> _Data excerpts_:
'''

PR #1243, opened 2026-08-04
feat(core): MicropubClient shared write/read client (#867)

davidwkeith:
Closes #867

## Summary

- Adds `MicropubClient` to `AnglesiteCore` — the shared Micropub write/read client the Mac's CMS-mode save path and the iOS posting client will both use, so Mac and phone edits share one write path (2026-07-17 spec §C.2/C.6, 2026-07-21 iOS design §6). Covers create/update/delete with `post-status: draft|published` (plus a `setStatus` publish/unpublish verb), `q=source` single-post reads for the edit flow, browsing via the `q=source`-with-no-`url` list extension, `q=config` discovery, and multipart media uploads to the discovered media endpoint. Every request is DPoP-bound (RFC 9449) with the one-shot `use_dpop_nonce` retry, mirroring `MicrosubClient`'s injectable-`Transport` seam.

'''

> _INSTRUCTIONS FOR THE TASK_: What you return must match the records exactly, down to the last line.

> _REPLY TO THE TASK_:
PR #1243, opened 2026-08-04
feat(core): MicropubClient shared write/read client (#867)

davidwkeith:
Closes #867

## Summary

- Adds `MicropubClient` to `AnglesiteCore` — the shared Micropub write/read client the Mac's CMS-mode save path and the iOS posting client will both use, so Mac and phone edits share one write path (2026-07-17 spec §C.2/C.6, 2026-07-21 iOS design §6). Covers create/update/delete with `post-status: draft|published` (plus a `setStatus` publish/unpublish verb), `q=source` single-post reads for the edit flow, browsing via the `q=source`-with-no-`url` list extension, `q=config` discovery, and multipart media uploads to the discovered media endpoint. Every request is DPoP-bound (RFC 9449) with the one-shot `use_dpop_nonce` retry, mirroring `MicrosubClient`'s injectable-`Transport` seam.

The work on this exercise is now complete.